With the service principal we can create the AzureDataLakeAnalyticsLinkedService file in ADF that configure the link to the ADLA service where the U-SQL job will be executed.

{
    "$schema": "http://datafactories.schema.management.azure.com/schemas/2015-09-01/Microsoft.DataFactory.LinkedService.json",
    "name": "AzureDataLakeAnalyticsLinkedService",
    "properties": {
        "type": "AzureDataLakeAnalytics",
        "typeProperties": {
          "accountName": "ninjago0786demp",
          "subscriptionId": "{subscription id}",
          "resourceGroupName": "{resource group}",
          "dataLakeAnalyticsUri": "azuredatalakeanalytics.net",
          "servicePrincipalId": "{serivce principal id}",
          "servicePrincipalKey": "{service principal key}",
          "tenant": "tenant"
      }
    }
}

We can then create the IncrementalExtractMachineCycle pipeline linked to the AzureDataLakeAnalyticsLinkedService and create a DataLakeAnalyticsU-SQL type activity to trigger the U-SQL job. In the activity, we set the “script” property as the commend to call the ADFDW.dbo.uspGetMachineCycles we created earlier and pass the SliceStart and SliceEnd as parameters.
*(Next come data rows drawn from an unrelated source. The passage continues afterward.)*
PR #597, opened 2025-10-28
[esp_linenoise] Fix small bugs and findings

SoucheSouche:
# Checklist
- [x] CI passing

# Change description
- Added getters for out_fd and in_fd config structure fields
- Removed self field in esp_linenoise_instance_t and related sanity check performed on it
- Added NULL pointer checks in public API
- Fixed typo in macro

PR #598, opened 2025-10-29
Fix prompt length issue (IEC-405)

sidwarkd:
# Checklist

- [ ] CI passing

# Change description
When writing the prompt, the length was incorrectly always the size of a char* pointer. The change uses strlen to properly write the correct size of the provided prompt string.


sidwarkd:
@SoucheSouche Here is an issue I found with the new component. Otherwise it seems to be working very well.

SoucheSouche:
> @SoucheSouche Here is an issue I found with the new component. Otherwise it seems to be working very well.

@sidwarkd, nice catch! thanks for taking the time to check it out :)
I opened a PR myself with a few fixes here and there and new getter functions (see #597)

PR #599, opened 2025-10-30
feat(json_generator): add int64 support (IEC-406)

Junius00:
# Checklist

- [ ] CI passing

# Change description
Add int64_t support for JSON generation to support larger values (e.g., millisecond timestamps)

### DIFF
--- a/json_generator/idf_component.yml
+++ b/json_generator/idf_component.yml
@@ -1,3 +1,3 @@
-version: "1.1.3"
+version: "1.2.0"
 description: A simple JSON (JavasScript Object Notation) generator with flushing capability
 url: https://github.com/espressif/json_generator


json_generator/src/json_generator.c
```diff
@@ -18,10 +18,12 @@
 #include <stdint.h>
 #include <stdbool.h>
 #include <string.h>
+#include<inttypes.h>
```
suda-morris:
```suggestion
#include <inttypes.h>
```

suda-morris (approved):

json_generator/idf_component.yml
```diff
@@ -1,3 +1,3 @@
-version: "1.1.2"
+version: "1.1.3"
```
mahavirj: Suggest changing this to `1.2.0` instead - minor version update to highlight new feature addition

mahavirj:
@shahpiyushv PTAL

json_generator/idf_component.yml
Junius00: updated to 1.2.0

shahpiyushv (approved):
Changes look fine to me

PR #735, opened 2026-04-23
fix(spi_nand_flash): fix incorrect flash geometry parameter for GD5F4GM8xExxG

RathiSonika:
# Change description

This Pull Request resolves an issue where the GD5F4GM8xExxG (4Gb, DID-85h, 95h) NAND flash fails during page copy operations when using the spi_nand_flash driver. While the datasheet does not explicitly label the device as "dual-plane," its architectural constraints for hardware-accelerated data movement necessitate treating it as such. Updated accordingly.

Datasheet Reference (https://download.gigadevice.com/Datasheet/DS-00846-GD5F4GM8UE-Rev1.5.pdf): Added logic to enforce the rule that Internal Data Move "can only be used on blocks with the same parity attribute" and within the same 2Gb partition

### DIFF
--- a/spi_nand_flash/CHANGELOG.md
+++ b/spi_nand_flash/CHANGELOG.md
@@ -1,3 +1,6 @@
+## [1.0.1]
+- fix: fix incorrect flash geometry parameter for flash GD5F4GM8xExxG
+
 ## [1.0.0]
 ### Breaking Changes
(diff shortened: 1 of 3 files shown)


pacucha42 (approved):
LGTM, approved. Thank you @RathiSonika

PR #741, opened 2026-05-05
fix(spi_nand_flash): Disable QIO/QOUT tests on runner

RathiSonika:
# Change description
Disabling QIO and QOUT tests for now, as they are failing on the runner. The NAND flash on the runner is connected via wires, which may be causing signal integrity issues in QIO mode. I’ll work on fixing this as soon as possible. In the meantime, these tests are being disabled to unblock the pipelines.


pacucha42 (approved):
Please, enable the tests as soon as possible. Approved

PR #747, opened 2026-05-15
feat(spi_nand_flash): add fudan microelectronics (FM25S005BI3) NAND flash support

RathiSonika:
# Change description
Added Fudan Microelectronics (FM25S005BI3) NAND flash support


omnitex (approved):
LGTM

Possibly consider making the abbreviation of the manufacturer `FMSH` instead of `FM` (in constants and file names etc.):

As the U-SQL job is expected to run after both the DimMachine and DimCustomer tables are loaded, we set both OutputDimCustomer and OutputDimMachine ADF tables (the output of the LoadDimCustomer pipeline and the LoadDimMachine pipeline)  as the inputs of the DataLakeAnalyticsU-SQL activity. For the output of the activity, we set it as the InputMachineCycle ADF table which is the input for the pipeline to load the machine cycle data from ADLS staging area to the target data warehouse. The implementation of  inputMachineCycle ADF table will be covered in the next part of the blog series.

{
  "$schema": "http://datafactories.schema.management.azure.com/schemas/2015-09-01/Microsoft.DataFactory.Pipeline.json",
  "name": "IncrementalExtractMachineCycle",
  "properties": {
    "description": "Extract machine cycles within current time slice",
    "activities": [
      {
        "name": "ExtractMachineCycle",
        "linkedServiceName": "AzureDataLakeAnalyticsLinkedService",
        "type": "DataLakeAnalyticsU-SQL",
        "typeProperties": {
          "script": "ADFDW.dbo.uspGetMachineCycles(System.DateTime.Parse(@sliceStart), System.DateTime.Parse(@sliceEnd));",
          "parameters": {
            "sliceStart": "$$Text.Format('{0:yyyy-MM-ddTHH:mm:ssZ}', SliceStart)",
            "sliceEnd": "$$Text.Format('{0:yyyy-MM-ddTHH:mm:ssZ}', SliceEnd)"
          }
        },
        "inputs": [
          {
            "name": "OutputDimCustomer"
          },
          {
            "name": "OutputDimMachine"
          }
        ],
        "outputs": [
          {
            "name": "InputMachineCycle"
          }
        ],
        "policy": {
          "concurrency": 1,
          "executionPriorityOrder": "OldestFirst",
          "retry": 3,
          "timeout": "01:00:00"
        },
        "scheduler": {
          "frequency": "Hour",
          "interval": 1
        }
      }
    ],
    "start": "2017-11-10T20:00:00",
    "end": "2017-11-13T01:00:00"
  }
}

Now we have the U-SQL job created and scheduled that will extract the machine cycle rows within the current ADF execution slice and store them into the staging area in the ADLS. The next part of the blog series will create the FactMachineCycle loading pipeline to load the machine cycle rows in csv file format from ADLS to the staging table in the target DW and then create a store procedure to transform and load the data into the machine cycle fact table.